• Exercise description
Go over the listing below line by line, and return each one holding the string "metamask".

• Records provided
PR #17876, opened 2023-02-23
Fix for on the send token screen, the insufficient error may show when the error is 'gasPriceFetchFailed'

### LINKED ISSUE #17012: [Bug]: On the send token screen, the insufficient error may show when the error is 'gasPriceFetchFailed'
### Describe the bug

The insufficient error may show when the error is 'gasPriceFetchFailed'. This could be misleading.

### Steps to reproduce

1. Log in to the extension
2. Inspect the error values in `metamask-extension/ui/pages/send/gas-display/gas-display.js` 
3. Go to "Send" tokens page
4. Switch networks
5. Observe `gasPriceFetchFailed` may show the insufficient funds error

_No response_

### Version

10.24.0

### Build type

None

### Browser

Chrome

### Operating system

MacOS

### Hardware wallet

_No response_

### Additional context

_No response_

aleksandar-mihajlovic:
## Explanation

Added fix, so now the insufficient error is not always shown, errors are managed by switch case and 'gasPriceFetchFailed' is now showing until loaded. 
* Fixes #17012

### Before

insuficientFundsBug

### After

insuficientFundsFix

## Unit tests

Screenshot 2023-02-23 at 12 13 59

##Lint

Screenshot 2023-02-23 at 11 43 35

## Manual Testing Steps

1. Log in to the extension
2. Go to "Send" tokens page
3. Switch networks
4. insufficientFundsForGas error is now only shown if amount+gas is greater then balance and not shown if amount is 0 or amount+gas smaller then balance
5. gasPriceFetchFailed could be seen for brief time when switching to Ethereum or Sepolia mainet, until it is loaded, then it is not shown


Sylvia24:

dzfjz:
Verified by QA

ui/pages/send/send.utils.js
```diff
@@ -36,6 +44,30 @@ function isBalanceSufficient({
   return balanceNumeric.greaterThanOrEqualTo(totalAmount);
 }
 
+function gasIsExcessive({
```
brad-decker, line 47: With this method only being used in the send duck, it should probably exist in the ducks/send/helpers file instead of in the page utils.

ui/pages/send/send.utils.js
```diff
@@ -25,7 +28,12 @@ function isBalanceSufficient({
   gasTotal = '0x0',
   primaryCurrency,
 }) {
-  let totalAmount = new Numeric(amount, 16).add(new Numeric(gasTotal, 16));
+  let totalAmount;
+  if (amount === '0x0') {
+    totalAmount = new Numeric(amount, 16);
+  } else {
+    totalAmount = new Numeric(amount, 16).add(new Numeric(gasTotal, 16));
+  }
```
brad-decker, line 36: What was this change made for?

brad-decker (changes requested):

ui/pages/send/send.utils.js
aleksandar-mihajlovic: Okay I will move it

ui/pages/send/send.utils.js
aleksandar-mihajlovic: Well if we add the gas fee to the amount when amount is 0, then total amount will always be greater then 0, and even though user has 0 balance and didnt type any amount, the insufficient funds error would be shown and that should not be the case, because there is warning message on the bottom that he does not have enough tokens for transactions. I think insufficient funds error should only be shown when user starts typing amount, not when amount is 0.

ui/ducks/send/send.js
```diff
@@ -1419,6 +1441,13 @@ const slice = createSlice({
             });
             draftTransaction.status = SEND_STATUSES.INVALID;
             break;
+          case draftTransaction.amount.value === '0x0' ||
+            draftTransaction.amount.value === '0x0':
```
brad-decker, line 1445: The two checks here on this || statement seem to be identical, is this intentional? IF so we probably only need one.

ui/ducks/send/send.js
```diff
@@ -1250,15 +1253,34 @@ const slice = createSlice({
      *
      * @param {SendStateDraft} state - A writable draft of the send state to be
      *  updated.
+     * @param {GasEstimateUpdatePayload} action - The gas fee update payload
```
brad-decker, line 1256: Place `[]` around 'action' because its optional. Only one callsite passes an action payload.

ui/pages/send/gas-display/gas-display.js
```diff
@@ -267,7 +267,10 @@ export default function GasDisplay({ gasError }) {
                 />
               }
             />,
-            (gasError || isInsufficientTokenError) && (
+            (gasError ||
+              isInsufficientTokenError ||
+              draftTransaction.asset.balance === '0x0' ||
+              draftTransaction.asset.balance === '0x00') && (
```
brad-decker, line 273: in what cases is it '0x00' ?

ui/pages/send/gas-display/gas-display.js
```diff
@@ -316,74 +319,78 @@ export default function GasDisplay({ gasError }) {
...
       </Box>
-      {(gasError || isInsufficientTokenError) && currentNetworkName && (
-        <Box
-          className="gas-display__warning-message"
-          data-testid="gas-warning-message"
-        >
+      {(gasError ||
+        isInsufficientTokenError ||
+        draftTransaction.asset.balance === '0x0' ||
+        draftTransaction.asset.balance === '0x00') &&
```
brad-decker, line 325: If the use case for '0x00' is valid, then we should probably do something like 

```
const assetBalanceIsZero = draftTransaction.asset.balance === '0x0' || 
  draftTransaction.asset.balance === '0x00';
```

and then use that constant in the two places we need it.

brad-decker (changes requested):

ui/pages/send/gas-display/gas-display.js
aleksandar-mihajlovic: I am not sure, but sometimes it is '0x0' and sometimes '0x00' i dont know why

ui/ducks/send/send.js
aleksandar-mihajlovic: My mistake, it should not be identical, it should with '0x0' and '0x00', i will change that

ui/ducks/send/send.js
aleksandar-mihajlovic: Will fix that

ui/pages/send/gas-display/gas-display.js
aleksandar-mihajlovic: Okay I will do that

ui/pages/send/send.utils.js
brad-decker: Should this now be deleted?

brad-decker (changes requested):

ui/pages/send/send.utils.js
aleksandar-mihajlovic: Now it is, i missed it

brad-decker (dismissed):

aleksandar-mihajlovic:
Moved to new [PR](https://github.com/MetaMask/metamask-extension/pull/18019)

• Exercise output
2. Inspect the error values in `metamask-extension/ui/pages/send/gas-display/gas-display.js` 
Moved to new [PR](https://github.com/MetaMask/metamask-extension/pull/18019)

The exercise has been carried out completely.